Subrange repairs overview
Subrange repairs repair a portion of the data that a node is responsible for. After an entire cluster has been repaired, including any independently running incremental repairs, the Repair Service recalculates the list of subranges to repair and starts over. Repairing an entire cluster one time is referred to as a repair cycle.
Excluding keyspaces and tables
Specify entire keyspaces or certain tables for subrange repairs to ignore, in addition to the default system keyspaces, certain rollup tables, and so forth. See Excluding keyspaces or tables from subrange repairs.
When running subrange repairs, the Repair Service determines which nodes have the least traffic in terms of compactions or streaming between nodes.
Both streaming and compaction activities are represented in the Repair Service Status.
prioritization_page_size option limits the number of possible repair tasks for the Repair Service to review when selecting a low impact repair.
Increasing the page size is more CPU-intensive for the Repair Service but could result in more optimal dispatching of repairs to the cluster.
Offline splits refers to offline task generation (determining splits for subrange repairs) by the Repair Service when a node is down or unavailable.
Ideally, during planning of a subrange repair, the Repair Service in the OpsCenter daemon retrieves the token subrange splits from each OpsCenter agent in the cluster, since each agent is able to retrieve the necessary data from its node to determine the optimal set of subrange splits for each keyspace to repair. However, if either the agent or node is offline or unavailable, the Repair Service falls back to splitting the token range for that node. This is less than optimal because the OpsCenter daemon cannot access the information about counts and sizes of partitions that belong to a token range for an unavailable node.
offline_splits option controls the number of subranges per keyspace to split the primary range into for a node.
The goal for each subrange is to have no more than approximately 32,000 partitions per keyspace.
It is most optimal to repair a subrange that contains 32,000 partitions because that is the largest number of partitions in a range that can be repaired in a single attempt without streaming more data than necessary between nodes.
The default for the
offline_splits option is 256.
For sparsely populated clusters, the default might suffice.
For clusters having much more densely populated nodes, it could make sense to increase the default value.
system.size_estimates table is regenerated every five minutes, and gives some indication of how many partitions are contained within each node’s primary range for each keyspace and table.
Configuration options for offline splits and its related options are considered expert-level options that should not be adjusted without guidance from DataStax Support.
The Repair Service log indicates if offline splits had to be used for any node.
Throttling subrange repair time
The Repair Service automatically throttles subrange repairs when the current repair cycle is estimated to finish significantly before the deadline specified by the time to completion.
time_to_completion_target_percentage configuration option controls the frequency and pace of the subrange repair process.
The throttle slows repairs or reduces parallel repair processes as necessary to prevent overloading the cluster while still completing a repair cycle within the specified time window designated by the Time to completion value.

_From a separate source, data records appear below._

PR #2331, opened 2022-04-06
Add usesd->used correction.

cfi-gb:
See e.g.:

https://grep.app/search?q=usesd&words=true

Most are valid variables like `useSD` so i have put it into the code dictionary. But some of them are actual typos like e.g.:

> the file whose last modification time is usesd as the

or:

> Usesd for hardware stack checking

### DIFF
--- a/codespell_lib/data/dictionary_code.txt
+++ b/codespell_lib/data/dictionary_code.txt
@@ -65,6 +65,6 @@ udate->update, date,
 udates->updates, dates,
 uint->unit
 uis->is, use,
-usesd->used
+usesd->used, uses,
 were'->we're
 whome->whom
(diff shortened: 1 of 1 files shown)


luzpaz:
Can also be `uses` where the `d` is accidental

codespell_lib/data/dictionary_code.txt
```diff
@@ -65,5 +65,6 @@ udate->update, date,
 udates->updates, dates,
 uint->unit
 uis->is, use,
+usesd->used
```
cfi-gb, line 68:
```suggestion
usesd->used, uses,
```

As suggested by @luzpaz in https://github.com/codespell-project/codespell/pull/2331#issuecomment-1092362357

PR #2345, opened 2022-05-08

luzpaz:


codespell_lib/data/dictionary.txt
```diff
@@ -8128,7 +8129,7 @@ correnspondents->correspondents
 corrensponding->corresponding
 corrensponds->corresponds
 corrent->correct, current,
-corrently->correctly
+corrently->correctly, currently,
```
peternewman, line 8132: I think swap these round, your suggestion seems far more likely!

peternewman (changes requested):

codespell_lib/data/dictionary.txt
luzpaz: I initially thought this as well.. but then I looked at line 8130 (above) and decided to copy the order based on that.

peternewman: Yeah actually grep.app seems to agree. Perhaps correct(ly) is just used more commonly.

peternewman (approved):

PR #2346, opened 2022-05-10
Add spelling correction for in-flight

david-marchand:
Signed-off-by: David Marchand <david.marchand@redhat.com>


luzpaz (approved):

peternewman:
Sorry but I think we need to revert this, see for example:
https://www.oed.com/view/Entry/95509

It's also an IBM tool:
https://www.ibm.com/docs/en/scbn?topic=inflight-what-is

For me it's also tripping up some camel case InFlight/inFlight, but I don't know if that's due to my particular regex config.

PR #2360, opened 2022-06-11
typos found in iperf

DimitriPapadopoulos:
See https://github.com/esnet/iperf/pull/1350.

### DIFF
--- a/codespell_lib/data/dictionary_code.txt
+++ b/codespell_lib/data/dictionary_code.txt
@@ -64,6 +64,8 @@ shouldnot->should not, shouldn't,
 sinc->sync, sink, since,
 sincs->syncs, sinks, since,
 snd->send, and, sound,
+sockt->socket
+sockts->sockets
 spawnve->spawn
 stdio->studio
 stdios->studios


vikivivi (approved):
LGTM

luzpaz:
i think `sockt` would give **way** too many false positives. Also why is the PR summary have 'relavent' in it?

DimitriPapadopoulos:
`relavant` because it was initially missing,  I guess it disappeared after a rebase.

I agree `sockt` might raise many alerts in existing code, but would they be false positives. I mean, why use `sockt` instead of `socket` in actual code?

skangas:
> I agree `sockt` might raise many alerts in existing code, but would they be false positives? I mean, why use `sockt` instead of `socket` in actual code?

I took a look at [DuckDuckGo](https://html.duckduckgo.com/html/?q=%22sockt%22&norw=1) and [GitHub search](https://github.com/search?q=sockt&type=code), and AFAICT the instances of "sockt" that were found should indeed have been spelled "socket". If we want to be extremely careful, this could of course go to the code dictionary instead. But I'd personally only do that later, if it turns out that users are very unhappy about this change for some reason. So I think this should go in.

Just my two cents.

skangas (approved):

luzpaz:
Alright, lets see what happens.

luzpaz (approved):

luzpaz (changes requested):
2nd thought, i think it should go in the code dict. 
I did a github code search and `sockt` is popular in C code. I'd rather stay on the safe side.

DimitriPapadopoulos:
The question is whether it is a library function, the name of which cannot be changed, or a local variable name which would actually qualify as a typo.

That said, `socket` is a POSIX function name, which probably explains why programmers use alternative spellings.

luzpaz (approved):

PR #2364, opened 2022-06-12
Apply pyupgrade to project

jdufresne:
Update patterns to modern Python syntax and features. Drops unnecessary
legacy syntax that was required for Python 2 (removed in
9c3db1a5c5e02739eedba9e9915acd51736300b3).

Details on pyupgrade can be found at:
https://github.com/asottile/pyupgrade


codespell_lib/tests/test_dictionary.py
```diff
@@ -41,9 +39,9 @@
 
 def test_dictionaries_exist():
     """Test consistency of dictionaries."""
-    doc_fnames = set(op.basename(f[0]) for f in _fnames_in_aspell)
```
ikamensh, line 44: This change kinda makes it less readable - have to look into the expression to see if it's a dict or set.

DimitriPapadopoulos: I would revert these two lines in this merge request. Let's discuss them in #2085.
Thinking about it, `list()`/`set()` are easy to understand because they are English words, while the `[]`/`{}` "_syntax needs to be understood_". While both are acceptable, `[]`/`{}` reminds me of the arcane syntax of Perl. It reminds me that years ago, I would struggle to understand my own commented Perl scripts a few months after having written them, because of the syntax.

codespell_lib/tests/test_basic.py
```diff
@@ -174,7 +172,7 @@ def test_interactivity(tmpdir, capsys):
         with FakeStdin('0\n'):  # blank input -> nothing
             assert cs.main('-w', '-i', '3', f.name) == 0
         assert cs.main(f.name) == 0
-        with open(f.name, 'r') as f_read:
```
DimitriPapadopoulos, line 177: Not sure about this one either. What's wrong with the explicit `r'`? It echoes the 'w' below.

DimitriPapadopoulos:
I would limit this merge request to:
* remove `# -*- coding: utf-8 -*-`
* *remove `(object)`
* change `..._regex_def = u"...` to `..._regex_def = "...`

codespell_lib/tests/test_basic.py
jdufresne: `'r'` is the default, so is unnecessary:

https://docs.python.org/3/library/functions.html#open

It is conventional within the larger Python community to omit it. The goal of this PR is to update the code to follow wider community conventions.

jdufresne:
> I would limit this merge request to ...

I'm going to leave this as-is unless changes are requested by a maintainer. I think using a tool, such as `pyupgrade` to get all changes at once simplifies the PR and history. If any of the PRs you listed lands early, I'll rebase and re-run the tool.

larsoner:
> I'm going to leave this as-is unless changes are requested by a maintainer. I think using a tool, such as pyupgrade to get all changes at once simplifies the PR and history. If any of the PRs you listed lands early, I'll rebase and re-run the tool.

I lean toward this as well, and I think we can revert the `list`/`set` stuff elsewhere if we want. I don't have a strong preference for either syntax personally, so let's decide in #2085

larsoner:
Thanks @jdufresne

PR #2372, opened 2022-06-22
Added memove->memmove to code dict

luzpaz:


codespell_lib/data/dictionary_code.txt
```diff
@@ -30,6 +30,7 @@ ith->with
 jupyter->Jupiter
 keyserver->key server
 lateset->latest
+memove->memmove
```
peternewman, line 33: I don't see memove as a genuine word in code, only memmove, so this can just go in the normal dict.

Again, the code dictionary is only required when the "typo" is a genuine word for coding.

peternewman (changes requested):

luzpaz:
Closing in favor of #2377

PR #2376, opened 2022-06-24
Upgrade GitHub actions across workflows

jdufresne:


luzpaz:
What does this upgrade do?

jdufresne:
Here are the changes: https://github.com/actions/checkout/blob/main/CHANGELOG.md

Most importantly, it keeps the codespell project using the latest compatible version so to allow security fixes should they arise.

The action's README recommends using v3. https://github.com/actions/checkout

luzpaz (approved):

peternewman (approved):
LGTM thanks @jdufresne .

Feel free to do the same for some of our other repos too:
https://github.com/codespell-project

Unless there's a Dependabot or similar to fix them automagically?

The default value for the target percentage to complete a repair is 65%.
Because certain repair config options are tempered by the percentage option, a judicious approach to configuring advanced repair options can optimize repair performance for various production environments and avoid issues due to misconfiguration. The majority of default settings typically do not require adjustment unless advised by a DataStax Support professional.
If there are any issues with the Repair Service configuration, the Repair service not configured correctly rule in the Best Practice Service fails and provides guidance as to incorrectly configured options, unless the rule has been turned off.
DataStax recommends only manually adjusting the
Incremental repairs are exempt from this throttle.
See Adjusting or disabling the throttle for subrange repairs for more information.
Calculating parallel repairs
The Repair Service uses an average of the throughput of recent repairs to calculate the average throughput.
The average throughput is used to dynamically determine the number of parallel repairs required to complete a repair during a current cycle.
num_recent_throughputs option determines the maximum number of recent throughputs used to calculate average throughput.
The default value is 500.
Calculating parallel repairs also depends on a corresponding minimum throughput value before commencing its calculation.
min_throughput option represents the throughput required for any given repair task to be considered when determining the number of parallel repairs.
The default value is 512 bytes/sec.
See Setting the maximum for parallel subrange repairs for more information.
Maximum pending repairs
Before issuing a new subrange repair, the Repair Service checks for the number of repairs both running or waiting to run. If the configured maximum pending repairs threshold would be exceeded, the repair skips that node for the time being to avoid overwhelming an already swamped node. The repair task is moved to the back of the pending repair tasks queue to retry later and an alert is fired.
Subrange repair status
View progress, statistics, and details for subrange repairs in the Repair Status tab.